==== Input for this task
PR #11233, opened 2016-09-27
doc: fix start development cluster operation in index.rst

zealoussnow:
Signed-off-by: Leo Zhang <nguzcf@gmail.com>

### DIFF
--- a/doc/dev/index.rst
+++ b/doc/dev/index.rst
@@ -163,21 +163,12 @@ All newcomers are encouraged to read that file carefully.
 Building from source
 --------------------
 
-See instructions at :doc:`/dev/quick_guide` and :doc:`/install/build-ceph`.
+See instructions at :doc:`/install/build-ceph`.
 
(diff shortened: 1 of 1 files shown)


zealoussnow:
@tchaikov is this correct, can you help me review this? Thank you very much.

doc/dev/index.rst
```diff
@@ -171,11 +171,11 @@ Development-mode cluster
 You can start a development-mode Ceph cluster, after compiling the source,
 with::
 
-    cd src
-    install -d -m0755 out dev/osd0
-    ./vstart.sh -n -x -l
+    cd build
```
tchaikov: maybe we can drop this section "Building from source" as a whole, as https://github.com/ceph/ceph/blob/master/doc/dev/quick_guide.rst#running-a-development-deployment also documents this area.

zealoussnow: Now, it looks OK?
========
What you need to do :: Without altering a single word, transcribe the entries above.

Written response ::
PR #11233, opened 2016-09-27
doc: fix start development cluster operation in index.rst

zealoussnow:
Signed-off-by: Leo Zhang <nguzcf@gmail.com>

### DIFF
--- a/doc/dev/index.rst
+++ b/doc/dev/index.rst
@@ -163,21 +163,12 @@ All newcomers are encouraged to read that file carefully.
 Building from source
 --------------------
 
-See instructions at :doc:`/dev/quick_guide` and :doc:`/install/build-ceph`.
+See instructions at :doc:`/install/build-ceph`.
 
(diff shortened: 1 of 1 files shown)


zealoussnow:
@tchaikov is this correct, can you help me review this? Thank you very much.

doc/dev/index.rst
```diff
@@ -171,11 +171,11 @@ Development-mode cluster
 You can start a development-mode Ceph cluster, after compiling the source,
 with::
 
-    cd src
-    install -d -m0755 out dev/osd0
-    ./vstart.sh -n -x -l
+    cd build
```
tchaikov: maybe we can drop this section "Building from source" as a whole, as https://github.com/ceph/ceph/blob/master/doc/dev/quick_guide.rst#running-a-development-deployment also documents this area.

zealoussnow: Now, it looks OK?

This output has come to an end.